- [DESCRIPTION OF THE TASK] Your reply must be the number of lines in the entries that hold the word "const", and nothing else.

- [RECORDS PROVIDED]
____________
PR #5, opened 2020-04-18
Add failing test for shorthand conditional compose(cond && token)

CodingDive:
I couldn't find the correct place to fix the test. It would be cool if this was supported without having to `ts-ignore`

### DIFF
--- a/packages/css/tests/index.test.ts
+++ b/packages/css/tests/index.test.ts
____________
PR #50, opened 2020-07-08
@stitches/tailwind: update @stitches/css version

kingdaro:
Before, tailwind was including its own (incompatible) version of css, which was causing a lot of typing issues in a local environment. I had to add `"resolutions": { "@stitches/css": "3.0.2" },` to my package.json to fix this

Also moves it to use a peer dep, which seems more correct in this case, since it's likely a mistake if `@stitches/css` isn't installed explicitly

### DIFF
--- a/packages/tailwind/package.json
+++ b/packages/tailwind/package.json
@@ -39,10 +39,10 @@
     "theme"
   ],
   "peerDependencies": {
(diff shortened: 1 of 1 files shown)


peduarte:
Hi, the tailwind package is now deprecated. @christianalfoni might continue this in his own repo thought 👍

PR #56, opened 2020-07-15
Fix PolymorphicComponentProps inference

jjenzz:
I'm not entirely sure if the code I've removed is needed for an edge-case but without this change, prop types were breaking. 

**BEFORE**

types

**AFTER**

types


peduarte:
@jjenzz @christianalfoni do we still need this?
____________
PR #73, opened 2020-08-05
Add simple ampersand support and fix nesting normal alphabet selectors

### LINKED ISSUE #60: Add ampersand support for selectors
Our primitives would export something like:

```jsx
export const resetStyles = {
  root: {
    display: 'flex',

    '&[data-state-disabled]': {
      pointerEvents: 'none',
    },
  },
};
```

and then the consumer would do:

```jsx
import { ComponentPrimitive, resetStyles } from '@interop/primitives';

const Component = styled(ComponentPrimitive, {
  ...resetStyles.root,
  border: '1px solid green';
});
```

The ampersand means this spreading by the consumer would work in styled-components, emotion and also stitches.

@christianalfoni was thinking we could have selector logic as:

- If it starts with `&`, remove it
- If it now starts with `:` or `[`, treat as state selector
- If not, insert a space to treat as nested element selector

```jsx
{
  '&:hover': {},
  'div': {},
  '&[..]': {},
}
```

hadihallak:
____________
- [EXPECTED ANSWER] 2